__The problem__
What lines in the records below contain the string "adminpages"? Copy every one.

__Records contained in a dataset__
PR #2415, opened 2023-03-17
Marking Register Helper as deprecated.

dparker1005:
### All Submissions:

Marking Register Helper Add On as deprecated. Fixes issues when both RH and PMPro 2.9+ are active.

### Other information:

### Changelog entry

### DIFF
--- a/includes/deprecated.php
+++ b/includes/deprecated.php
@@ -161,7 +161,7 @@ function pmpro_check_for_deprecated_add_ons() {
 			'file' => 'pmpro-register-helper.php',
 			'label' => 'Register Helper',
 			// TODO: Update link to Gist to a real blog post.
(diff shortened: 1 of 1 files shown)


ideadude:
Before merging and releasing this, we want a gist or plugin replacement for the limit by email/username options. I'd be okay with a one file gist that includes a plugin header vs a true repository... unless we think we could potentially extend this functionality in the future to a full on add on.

...

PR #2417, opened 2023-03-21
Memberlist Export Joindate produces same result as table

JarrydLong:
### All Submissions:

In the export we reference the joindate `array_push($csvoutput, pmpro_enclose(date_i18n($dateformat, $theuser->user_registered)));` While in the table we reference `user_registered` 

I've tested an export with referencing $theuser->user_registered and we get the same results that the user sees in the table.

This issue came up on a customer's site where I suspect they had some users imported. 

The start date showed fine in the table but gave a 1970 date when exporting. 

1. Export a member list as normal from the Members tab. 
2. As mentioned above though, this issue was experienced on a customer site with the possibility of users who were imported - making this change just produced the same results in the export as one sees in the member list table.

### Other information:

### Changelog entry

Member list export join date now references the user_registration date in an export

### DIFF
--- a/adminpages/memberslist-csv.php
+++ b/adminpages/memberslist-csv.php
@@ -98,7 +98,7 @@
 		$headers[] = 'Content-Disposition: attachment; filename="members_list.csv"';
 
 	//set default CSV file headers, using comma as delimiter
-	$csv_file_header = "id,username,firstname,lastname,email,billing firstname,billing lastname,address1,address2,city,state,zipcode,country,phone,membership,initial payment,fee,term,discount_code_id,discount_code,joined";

---

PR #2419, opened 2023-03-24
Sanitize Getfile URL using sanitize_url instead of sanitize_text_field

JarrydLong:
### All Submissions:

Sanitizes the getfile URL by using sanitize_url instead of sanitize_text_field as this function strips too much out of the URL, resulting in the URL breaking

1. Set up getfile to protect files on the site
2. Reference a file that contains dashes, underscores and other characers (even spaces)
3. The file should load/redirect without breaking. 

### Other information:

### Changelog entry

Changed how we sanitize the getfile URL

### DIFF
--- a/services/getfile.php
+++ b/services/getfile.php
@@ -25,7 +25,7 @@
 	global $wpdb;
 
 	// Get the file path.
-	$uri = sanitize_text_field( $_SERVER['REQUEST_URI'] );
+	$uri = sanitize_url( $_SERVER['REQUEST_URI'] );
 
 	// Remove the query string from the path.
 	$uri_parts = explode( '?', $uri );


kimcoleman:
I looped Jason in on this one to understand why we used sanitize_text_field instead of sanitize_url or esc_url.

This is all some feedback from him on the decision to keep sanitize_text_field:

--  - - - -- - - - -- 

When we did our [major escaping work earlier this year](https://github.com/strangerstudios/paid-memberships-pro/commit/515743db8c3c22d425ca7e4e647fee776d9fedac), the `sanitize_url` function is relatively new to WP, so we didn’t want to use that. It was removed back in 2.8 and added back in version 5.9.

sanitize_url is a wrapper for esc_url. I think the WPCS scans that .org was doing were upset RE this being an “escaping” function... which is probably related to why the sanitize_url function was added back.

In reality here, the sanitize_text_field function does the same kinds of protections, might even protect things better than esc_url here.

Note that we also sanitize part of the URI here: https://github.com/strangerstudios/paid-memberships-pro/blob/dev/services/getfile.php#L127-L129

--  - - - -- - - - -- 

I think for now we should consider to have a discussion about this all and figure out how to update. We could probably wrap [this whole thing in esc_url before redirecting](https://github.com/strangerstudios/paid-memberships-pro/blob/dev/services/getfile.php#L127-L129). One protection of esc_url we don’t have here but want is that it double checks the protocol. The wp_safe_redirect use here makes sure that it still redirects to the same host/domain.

__Your response__
--- a/adminpages/memberslist-csv.php
+++ b/adminpages/memberslist-csv.php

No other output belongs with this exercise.